Islanders legend Mike Bossy, whose scoring touch helped drive the franchise to four straight championships, died after a battle with terminal lung cancer. He was 65.
Bossy’s diagnosis became public last October, when he stepped away from his job as an NHL analyst for the French language network TVA Sports to deal with his health.
“The battle I am about to wage will not be easy,” Bossy wrote at the time in French, in an open letter. “Know that I will give 100 percent, nothing less, with the objective of meeting you again soon, after a very eventful hockey game. You will never be very far in my thoughts. On the contrary, you will occupy a privileged place and you will be one of my motivations to get better.”
Renaud Lavoie, a former colleague of Bossy’s at TVA, was the first to report the news of his passing.
Bossy played the entirety of his 10-year career on Long Island, earning a place as both a franchise great and one of the best goal scorers the sport has ever seen, before retiring with a chronic back injury. He finished his career with 573 goals, scoring over 50 in nine straight seasons, an all-time record. Famously, he scored 50 goals in 50 games during the 1980-81 season, matching Maurice “Rocket” Richard’s record.
Of his scoring, former teammate Chico Resch told Sports Illustrated in 1981 that Bossy “scores goals as naturally as you and I wake up in the morning and brush our teeth.”
He was inducted into the Hockey Hall of Fame in 1991, with a list of accolades that includes eight All-Star appearances, three Lady Byng Trophies, the 1981-82 Conn Smythe Trophy and the 1977-78 Calder Trophy.
“He was, needless to say, a slender hockey player,” former teammate Bob Nystrom told The Post in October. “That’s for sure.”
Bossy was also a loud opponent of fighting in hockey, saying he would never take part in a fight, despite playing in an era where it was accepted as a regular part of the game.
“The New York Islanders organization mourns the loss of Mike Bossy, an icon not only on Long Island but across the entire hockey world,” Islanders president and general manager Lou Lamoriello said. “His drive to be the best every time he stepped on the ice was second to none. Along with his teammates, he helped win four straight Stanley Cup championships, shaping the history of this franchise forever.
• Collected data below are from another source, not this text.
PR #410, opened 2024-10-18
Merge/backend route handling

F-Kirchhoff:
- use consistent route handling syntax
- add error handling to backend update and delete demo end 
- simplify codebase by reducing components and folder nesting.

For testing a working mongoDB instance is needed with the following databases:
- jokes-database with jokes collection
- fish-shop with products and comments 

Don't forget to use an .env.local or the following command before starting the dev server:
```bash
export MONGODB_URI="your connection string"
```


NikRoe (changes requested):
Hi Felix,

I like the changes a lot. It makes the codebase much easier to read and comprehend, the consistency is also a big plus.

Testing the adjusted demos and challenges also worked nicely 👍 

I only noticed two `export` statement that I believe are not needed. Then this is PR is good to go.

However, I would wait before merging this, since the session guide no longer matches the demos perfectly.

I will create a PR for the web-curriculum to update the session guides to reflect the new demos.

NikRoe (approved):
👍

PR #413, opened 2024-10-25
Merge/js modern syntax

JessicaLoers:
- Added "Back to Basics" challenge (formerly "retro challenge") with updated instructions, test, and solution.
- Integrated the 3rd challenge from the Spiced "Destructuring Objects" series as Exercise 5, along with corresponding test and solution.


mgczarnievicz (approved):
👏 👌🏼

On behalf of the entire organization, we send our deepest condolences to the entire Bossy family and all those who grieve this tragic loss.”
Michael Dean Bossy was born in 1957, the sixth of 10 children and the fifth of sixth sons to Dorothy and Borden Bossy. He grew up in Montreal with an English mother and Ukrainian father, meeting his wife, Lucie, at the snack bar of an arena where he played midget hockey when he was 14.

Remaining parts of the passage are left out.